L’esercizio regolare e una dieta equilibrata possono rafforzare il tuo cuore, ma altre scelte di stile di vita, come il fumo, possono avere un effetto negativo sulla capacità del tuo cuore di eseguire durante l’esercizio fisico e il recupero. Il tuo peso e l’età influenzano anche la salute del tuo cuore: se sei un fumatore in sovrappeso che esercita solo occasionalmente, il tasso di recupero si estenderà oltre la goccia ottimale da 15 a 25 giri / min e si può sentire ventilato e tese per un lungo periodo di tempo . Al fine di garantire un tasso di recupero più ottimale, esercitare regolarmente e evitare i fattori che hanno un impatto negativo sul tuo cuore.

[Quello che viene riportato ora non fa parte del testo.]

PR #445, opened 2023-08-01
Use copy_if for filtering

akleeman:
Switch to standard library tools for filtering.


include/albatross/src/indexing/filter.hpp
```diff
@@ -24,11 +24,8 @@ template <typename ToKeepFunction, typename ValueType,
 inline std::vector<ValueType> filter(const std::vector<ValueType> &values,
                                      ToKeepFunction &&to_keep) {
   std::vector<ValueType> output;
-  for (const auto &v : values) {
-    if (to_keep(v)) {
-      output.emplace_back(v);
-    }
-  }
+  std::copy_if(output.begin(), output.end(), std::back_inserter(output),
```
jbangelo, line 27:
```suggestion
  std::copy_if(values.begin(), values.end(), std::back_inserter(output),
```

jbangelo (approved):

PR #448, opened 2023-08-14
Remove map_get_or_construct in favor of map_at_or

akleeman:
The existing `map_get_or_construct` method was unused, not super efficient (it'll end up doing two `find` operations) and doesn't let you provide an alternate value.

This PR changes the name and functionality to allow a user provided alternative if a key is not found in a map.


JADC362 (approved):
This is really handy! LGTM!

PR #524, opened 2025-08-29
Cereal thread safety (cmake)

RReichert:


peddie:
I don't have any problem with modifying the build this way, but 1) do we need a corresponding Bazel change, 2) was this causing a problem in Albatross, or you are just locking it down everywhere to prevent future issues?

cmake/FindCereal.cmake
```diff
@@ -6,6 +6,7 @@ endif()
 
 if(EXISTS "${CMAKE_CURRENT_SOURCE_DIR}/third_party/cereal/include")
   add_library(cereal INTERFACE)
-
   target_include_directories(cereal SYSTEM INTERFACE "${CMAKE_CURRENT_SOURCE_DIR}/third_party/cereal/include")
+  target_compile_definitions(cereal INTERFACE CEREAL_THREAD_SAFE=1)
```
RReichert, line 10: this forces all the libraries that use it to use the thread safe mode, which is better

RReichert:
> I don't have any problem with modifying the build this way, but was this causing a problem in Albatross, or you are just locking it down everywhere to prevent future issues?

This wasn't causing problems with albatross, this was causing problems downstream with code that used Cereal. We have multithreading application that use this and we noticed race conditions which caused Cereal to lock itself up in an infinite loop.

ljbade (approved):

peddie (approved):

PR #528, opened 2025-09-09
Update rules_swiftnav

martin4861:
# Description

- Update `rules_swiftnav` to downstream version.
- Move compile commands in correct subfolder.
- Use newer version of `cereal`, same as downstream.


peddie:
If you rebase on current `master`, your OS X build will probably start working . . . I just merged #532

martin4861:
> I don't see anything obviously wrong here, but I don't know much about `rules_swiftnav`, so you may want to ask someone more familiar to take a look as well.

Thanks for the review. I am quite confident that this is fine, because I made similar changes to other repos yesterday.

PR #530, opened 2025-09-10
Split test target

peddie:
Previously the unit test suite ran as a single Bazel target.  Since albatross is a header-only library, this often caused small edits to cause huge rebuilds during the development cycle (~every test module would be rebuild).  This commit splits the test target into multiple topical targets, enabling hacking with considerably shorter recompilation cycles.

### DIFF
--- a/BUILD.bazel
+++ b/BUILD.bazel
@@ -185,26 +185,31 @@ swift_cc_test_library(
     deps = ["@gtest"],
 )
 
+swift_cc_test_library(
+    name = "albatross-test-common",
+    srcs = [
+        "tests/mock_model.h",
+        "tests/test_utils.h",
+        "tests/test_models.h",
+        "tests/test_core_distribution.h",
+        "tests/test_covariance_utils.h",
+    ],
+    includes = ["tests"],
+)
+
 # Common test dependencies
 TEST_DEPS = [
     ":albatross",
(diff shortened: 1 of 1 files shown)


BUILD.bazel
```diff
@@ -185,77 +185,235 @@ swift_cc_test_library(
...
+# Common test dependencies
+TEST_DEPS = [
+    ":albatross",
+    ":serialize-testsuite",
+    "@zlib",
+    "@gtest//:gtest_main",
+    "@suitesparse//:spqr",
+]
+
+TEST_COMMON = [
```
martin4861, line 197: Can you extract a library out of that, e.g. `swift_cc_test_library`?

martin4861 (commented):
Thanks for splitting up the tests (which will increase the bazel cache hit rate) 🚀

BUILD.bazel
martin4861: I think it would not really change anything, except that the header files are modeled properly. But I think, it's also fine this way.

peddie: I am happy to fix it if it's meaningful to have a lib of just headers.  Please have a look at the latest version.

lkloh (approved):
thanks

jbangelo (approved):

PR #562, opened 2026-01-22
Support defining covariance functions on batches

peddie:
Previously the covariance machinery worked point-by-point -- users define covariance between scalar values using `_call_impl()`, and Albatross computes the required matrices.  In theory, this is typically correct, but in some cases, there may be a requirement to compute on batches of training data at once (for example, to perform an FFT and improve asymptotic scaling).

This commit adds an additional system to the covariance CRTP machinery, so that if a user defines `_call_impl_vector()`, which accepts `std::vector`s of feature types, this batch definition will be used instead, enabling things such as the FFT use case.

### DIFF
--- a/BUILD.bazel
+++ b/BUILD.bazel
@@ -229,6 +229,7 @@ swift_cc_test(
 swift_cc_test(
     name = "albatross-test-covariance",
     srcs = [
+        "tests/test_batch_covariance.cc",
         "tests/test_covariance_function.cc",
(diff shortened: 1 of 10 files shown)


peddie:
Ping @akleeman -- if you are interested in this kind of core change / have strong objections, otherwise please ignore.

jbangelo (approved):
:shipit:

PR #573, opened 2026-03-30
Migration to clang20 sanitizers with Bazel

martin4861:
Update sanitizers from clang14 to clang20 and from CMake to Bazel.
In order to pass the suppression file to `cc_test` we updated to Bazel 9.1.0 and used `additional_compiler_inputs`. To not affect any downstream targets we moved all tests into a separate `tools/BUILD.bazel` file and created a new folder structure for the shared test lib (which is consumed downstream).

Fixes:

I muscoli anche necessari per recuperare dopo l’esercizio fisico. Il periodo immediatamente dopo l’esercizio fisico, quando gli arti si sentono pesanti o deboli, è il momento in cui i muscoli scheletrici iniziano a recuperare. La durata di questo periodo di recupero varia notevolmente da una persona all’altra, ma è possibile intraprendere misure per accelerare il periodo di recupero muscolare. È possibile migliorare il tuo recupero stimolando la sintesi delle proteine ​​muscolari, assicurando il carburante corretto per i muscoli e mantenendo il sangue Glucosio durante e subito dopo l’esercizio fisico. Ogni giorno, assicurati che la vostra dieta includa 1,4 a 2 grammi di proteine ​​per killogram del tuo peso corporeo. Ad esempio, se pesate 175 libbre – circa 79 killogrammi – dovresti consumare tra 111 e 159 grammi al giorno. La tua proteina totale dovrebbe costituire circa il 30 per cento delle vostre calorie ad ogni pasto. Immediatamente dopo l’esercizio fisico, bevi una scossa di proteine ​​o mangi una carne magra e ricca di proteine ​​come il tacchino. Se stai esercitando faticosamente per più di un’ora, bevi liquidi ricchi di carboidrati come bevande sportive per staccare la tua sete durante l’esercizio fisico e recupero. Altrimenti, basta l’acqua. I tuoi muscoli scheletrici dipendono dalla proteina e dall’ammina leucina per accelerare il loro recupero in questo momento. Consumare le proteine ​​immediatamente dopo l’esercizio dà loro la spinta necessaria per recuperare rapidamente.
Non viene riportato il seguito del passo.